Transgenderism is a fad worth rejecting


Image: Transgenderism is a fad worth rejecting

(Natural News) Ken Hakuta—a multimillionaire better known as host of the Dr. Fad TV show—famously said, “Contrary to what most people believe, fads are made, not born.” On the more cerebral side, Nobel prize-winning scientist Eric Betzig pronounced, “Science goes through fads, and there are big ups and crashes.”

(Article by Denise Shick republished from LifeSiteNews.com)

Add those two statements together and you have the explanation for the recent explosion of people declaring themselves transgender. It’s a fad, made by progressive elites, embraced by progressive commoners, and given unwarranted credence by progressive scientists eager for recognition as cutting-edge progressive visionaries.

What transgenderism is not is genetic. Like fads, transgenders are made, not born. A pending Supreme Court case makes this truth demonstrably evident. One of the several amicus briefs in R.G. and G.R. Harris Funeral Homes Inc. v. Equal Employment Opportunity Commission considers the declarations of nine adults, all of whom once claimed to be born transgender. Now, each of the nine admits that his or her “gender fluidity” was not a biological reality; it was, in fact, little more than a fad, a phase they went through.
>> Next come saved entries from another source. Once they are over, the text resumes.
PR #48, opened 2023-11-03
CV2-2875 tweak response structure

DGaffney:
A ton of fixes on this ticket (which is just tied into the omnibus 2875 ticket) to change the response structure to be more consistent across modalities. This does some things that are *good*:

- It simplifies the schema into a singular schema, and actually *uses* that schema to reflect input and output messages,
- It makes the response packets from all modalities look basically the same in terms of their response structure, and stops embedding the response needlessly,

but it also does something I *don't* like and don't necessarily have a good answer for: 

The `GenericItem` is overly generic, and is not as nice as what I would prefer (which would be to have strict `TextItem` or `VideoItem` etc, modality-specific, schemas). The reason you *can't* do that is because, when you are loading the response data from SQS, at that point, you've sort of lost the thread in terms of what the type of object is. We'd need to build some sort of mapping of "this type of model uses this schema", and do that in a way that wasn't terrible and too loose, in order to pull it off (The crux of the issue is at `bodies = [schemas.Message(**json.loads(message.body)) for message, queue in messages_with_queues]` inside `lib/queue/processor.py` - if you look there, there's not really a great way to retrieve the model type that generated the object - we'd need to serialize that information alongside the object, and update all the code to reflect that. It's a bit of a meady thing). I'm not sure if I want to pull that into this ticket quite yet, but it would be required if we wanted to make the `GenericItem` thing go away. I welcome thoughts!


skyemeedan:
> we'd need to serialize that information alongside the object

DGaffney:
> > we'd need to serialize that information alongside the object

Sounds like you'd like to serialize that information alongside the object? Should we do that *now* or in a separate thing?

DGaffney:
Lets just do this fixing now - will come back later today with some updates...

skyemeedan (approved):

computermacgyver (approved):

PR #50, opened 2023-12-17
First attempt at tag based deploy workflow.

sonoransun:
This is a draft attempt at a tag based Live deployment workflow for Presto.

One remaining question mark is how to tie the image to the tag, as we currently have `master` and specific revision `sha`s as identifier options; no tag names.

We could just deploy master when tagged, as it should always be the latest that we deploy? But that's hacky and will have unintended side effects at some point in the future. I'll look at this again once I've got a bit more brain to apply...

### DIFF
--- a/.github/workflows/ci-tag-deploy.yml
+++ b/.github/workflows/ci-tag-deploy.yml
@@ -1,0 +1,87 @@
+name: Live Deploy
+
+on:
+  push:
+    # Pattern matched against refs/tags
+    tags:        
+      - '*'
+
+permissions:
+  id-token: write
+  contents: read
+
+jobs:
+  live-deploy:
+    runs-on: ubuntu-latest
+
+    steps:
+    - name: Kick off Terraform deploy in sysops/
+      id: sysops-deploy
+      run: |
+        curl \
+          -X POST \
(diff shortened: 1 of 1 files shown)


.github/workflows/ci-tag-deploy.yml
```diff
@@ -0,0 +1,87 @@
...
+    steps:
+    - name: Kick off Terraform deploy in sysops/
+      id: sysops-deploy
+      run: |
+        curl \
+          -X POST \
+          -H "Accept: application/vnd.github+json" \
+          -H "Authorization: Bearer ${{ secrets.SYSOPS_RW_GITHUB_TOKEN }}" \
+          -H "X-GitHub-Api-Version: 2022-11-28" \
+          https://api.github.com/repos/meedan/sysops/actions/workflows/deploy_${{ github.event.repository.name }}.yml/dispatches \
```
skyemeedan, line 26: Does this trigger script to look at the tagged repository and redeploy all of the associated services?   Are we assuming that the workflow is "merge to main, run in QA for a while, then tag to trigger live release?" i.e. the images to be deployed are already build and pushed to ECR?

PR #53, opened 2024-01-10
CV2-3700-sscd-image-similarity-algorithm

ahmednasserswe:
Implement support for SSCD-copy-detection algorithm


computermacgyver (changes requested):
Please go back through https://github.com/meedan/presto/pull/47/files @ahmednasserswe and pull in the associated changes that are needed including changes to `.gitignore`  and `requirements.txt` and the test for sscd. Have you tested this locally?

lib/model/image_sscd.py
```diff
@@ -0,0 +1,58 @@
...
+
+class Model(Model):
+    def __init__(self):
+        super().__init__()
+        #FIXME: Load from a Meedan S3 bucket
+        try:
+            self.model = torch.jit.load("sscd_disc_mixup.torchscript.pt")
+        except:
+            logger.info("Downloading SSCD model...")
+            m=urllib.request.urlopen("https://dl.fbaipublicfiles.com/sscd-copy-detection/sscd_disc_mixup.torchscript.pt").read()
```
DGaffney, line 22: Please make all these strings constants and/or environment variables. Also - @computermacgyver do we want to host this in our own infrastrcture?

lib/model/image_sscd.py
```diff
@@ -0,0 +1,58 @@
...
+
+    def compute_sscd(self, iobytes: io.BytesIO) -> str:
+        """Compute perceptual hash using ImageHash library
+        :param im: Numpy.ndarray #FIXME
+        :returns: Imagehash.ImageHash #FIXME
+        """
+        # from SSCD-copy-detection readme https://github.com/facebookresearch/sscd-copy-detection/tree/main#preprocessing
+        # Normalization using the mean and std of Imagenet
+        normalize = transforms.Normalize(
+            mean=[0.485, 0.456, 0.406], std=[0.229, 0.224, 0.225],
```
DGaffney, line 36: Please move these to constants.

DGaffney (changes requested):
Can we also get an end-to-end test that confirms this interfaces well with queues?

.idea/.DS_Store
computermacgyver, line 1: Please remove this file @ahmednasserswe

lib/model/image_sscd.py
computermacgyver: I'm OK with keeping the URL pointing to fbaipublicfiles.com for now. I have a backup in our own S3 bucket in case we need it at some point.

computermacgyver (changes requested):

lib/model/image_sscd.py
DGaffney: No need to create a separate constants file, @ahmednasserswe - I think if you just put these up top with a descriptive name that'd be sufficient!

lib/model/image_sscd.py
```diff
@@ -0,0 +1,60 @@
...
+from lib import schemas
+from torchvision import transforms
+import torch
+from lib.logger import logger
+import numpy as np
+from PIL import Image
+import urllib.request
+
+imagenet_normalization_mean = [0.485, 0.456, 0.406]
+imagenet_normalization_std = [0.229, 0.224, 0.225]
```
DGaffney, line 15: Upcase these please

lib/model/image_sscd.py
DGaffney: Where did we land with running this within the existing image model? Do we still need to refactor for that?

lib/model/image_sscd.py
```diff
@@ -0,0 +1,60 @@
...
+class Model(Model):
+    def __init__(self):
+        super().__init__()
+        #FIXME: Load from a Meedan S3 bucket
```
DGaffney, line 19: Is this comment valid? Do we need to do something else here or delete this line?

lib/model/image_sscd.py
```diff
@@ -0,0 +1,60 @@
...
+        try:
+            self.model = torch.jit.load("sscd_disc_mixup.torchscript.pt")
+        except:
```
DGaffney, line 22: Can we get a more explicit/focused exception here? What are we rescuing against in this situation?

lib/model/image_sscd.py
```diff
@@ -0,0 +1,60 @@
...
+
+    def compute_sscd(self, iobytes: io.BytesIO) -> str:
+        """Compute perceptual hash using ImageHash library
+        :param im: Numpy.ndarray #FIXME
+        :returns: Imagehash.ImageHash #FIXME
+        """
+        # from SSCD-copy-detection readme https://github.com/facebookresearch/sscd-copy-detection/tree/main#preprocessing
+        # Normalization using the mean and std of Imagenet
+        normalize = transforms.Normalize(
+            mean = imagenet_normalization_mean , std = imagenet_normalization_std,
```
DGaffney, line 38: Upcase these here when you upcase above

DGaffney (changes requested):

lib/model/image_sscd.py
ahmednasserswe: @computermacgyver what do you think? there has been an unresolved conversation about putting the file public in the s3 bucket and the its rules. Should we reopen this conversation and see how to handle hosting the file on the s3 bucket and evantually refer to the file location here? or should we just keep it in the s3 bucket as a backup and we use it in case it was removed from its current url?

DGaffney: Waiting for @computermacgyver to weigh in here!

computermacgyver:
Closing this in favor of #59

PR #54, opened 2024-01-12
Cv2 4126 video

DGaffney:


lib/s3.py
```diff
@@ -1,12 +1,37 @@
...
 import boto3
+from botocore.client import Config
+from botocore.exceptions import ClientError
 from lib.logger import logger
 def upload_file_to_s3(bucket: str, filename: str):
     """
     Generic upload helper for s3. Could be moved over to helpers folder...
     """
+    s3_url = os.getenv('S3_ENDPOINT')
+    access_key = os.getenv('AWS_ACCESS_KEY_ID')
```
skyemeedan, line 11: In timpani, we did access using the roles, vs access key, so maybe this is not needed?

lib/s3.py
```diff
@@ -1,12 +1,37 @@
...
+        s3_client.head_bucket(Bucket=bucket)
+    except ClientError as e:
+        if e.response['Error']['Code'] == 'NoSuchBucket' or int(e.response['Error']['Code']) == 404:
+            # Create the bucket since it does not exist
+            s3_client.create_bucket(Bucket=bucket)
+            logger.info(f'Created bucket {bucket} in MinIO.')
+        else:
+            # Other errors like permissions issues
+            logger.error(f'Error in accessing bucket {bucket}: {e}, {bucket} {filename}')
+            return
```
skyemeedan, line 34: shouldn't this still raise the error?

skyemeedan (approved):

lib/s3.py
DGaffney: I'll let @sonoransun weigh in on this - this is how I've _usually_ done this sort of thing, but maybe its not needed?

lib/s3.py
DGaffney: Fair enough - I'll raise

lib/s3.py
DGaffney: FWIW I would _prefer_ leaving it this way as currently written as it interfaces nicely with minio locally - no biggie if that's a problem though!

One of the nine, Laura Perry, a female who endured the unnecessary pain and expense of a double mastectomy in an effort to try to become a male, now says, “These people [in the LGBTQ community] are the most depressed people in the world.” Not too surprising. As Conway Twitty once said, “Fads are the kiss of death. When the fad goes away, you go with it.”

Will Sergeant, another singer/songwriter, put it this way, “You go through these little phases and fads, and it never turns out the way you think it’s going to turn out.”

Yes, that’s the way of fads; they never live up to the hype. These days, if an impressionable young person wants to impress other impressionable young people, declaring oneself transgender is a sure winner—until the new wears off. Then, if the vulnerable young person took the fad very far, he or she is left with deep physical and psychological scars, probably some big financial debt—and, sooner or later, regrets.

That young person likely basked for a time in the adulation of his progressive peers. But after a while, those fellow progressives move on to another progressive cause and the one-time object of praise is left to assess the confused state of his being and the probable tangled trajectory of his future.